ENTRIES SHOWN Block Start

PR #280, opened 2026-08-19
fix: error on mismatch between Search batch size and default openFGA batch size limit

### LINKED ISSUE #360: task: Bug when searching for Components
### Overview

# Searching for Entities other than Account fails

Currently only the queries for types Account return a valid response. Other resources fail in a error code 500 with no further information.

## Steps to reproduce

1. Send a non-empty query with `?resource=components`
2. Observe the HTTP response

### Implementation Details

_No response_

### Completion Checklist

- [ ] Documentation updated
- [ ] Changes reviewed

FWuermse:
Fixes [360](https://github.com/platform-mesh/backlog/issues/360)

### DIFF
--- a/services/search-service/cmd/server.go
+++ b/services/search-service/cmd/server.go
@@ -94,7 +94,7 @@ var serverCmd = &cobra.Command{
 		svc := searchservice.NewService(
 			searchIndexResolver,
 			openSearchClient,
-			fgaclient.NewAuthorizer(fgaClient),
+			fgaclient.NewAuthorizer(fgaClient, *serviceCfg),
 			metrics,
 			searchservice.ServiceConfig{
 				DefaultLimit:   serviceCfg.Search.DefaultLimit,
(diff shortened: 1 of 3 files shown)


Elbehery (dismissed):

aaronschweig:
This can also be adjusted by the `maxChecksPerBatchCheck` flag for openfga.

 I think this should not be a fixed value in search, as it is not a fixed value in openfga

FWuermse:
> This can also be adjusted by the `maxChecksPerBatchCheck` flag for openfga.
> 
> I think this should not be a fixed value in search, as it is not a fixed value in openfga

Is this unlimited when configured? Then we could have the batch size configurable and use the same value to configure openFGA.

aaronschweig:
> > This can also be adjusted by the `maxChecksPerBatchCheck` flag for openfga.
> > I think this should not be a fixed value in search, as it is not a fixed value in openfga
> 
> Is this unlimited when configured? Then we could have the batch size configurable and use the same value to configure openFGA.

No, the default (unconfigured) limit is 50.

[See this](https://raw.githubusercontent.com/openfga/openfga/refs/tags/v1.18.3/.config-schema.json)

```json
"maxChecksPerBatchCheck": {
            "description": "The maximum number of tuples allowed in a BatchCheck request.",
            "type": "integer",
            "default": 50,
            "x-env-variable": "OPENFGA_MAX_CHECKS_PER_BATCH_CHECK"
        },
```

but I would like to see this value in sync between the two components

aaronschweig (approved):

ENTRIES SHOWN Block End

ABOUT THIS TASK:
Write out a verbatim copy of the data, beginning with its first line and ending with the line that contains "# Searching for".

RESPONSE BOX:
PR #280, opened 2026-08-19
fix: error on mismatch between Search batch size and default openFGA batch size limit

### LINKED ISSUE #360: task: Bug when searching for Components
### Overview

# Searching for Entities other than Account fails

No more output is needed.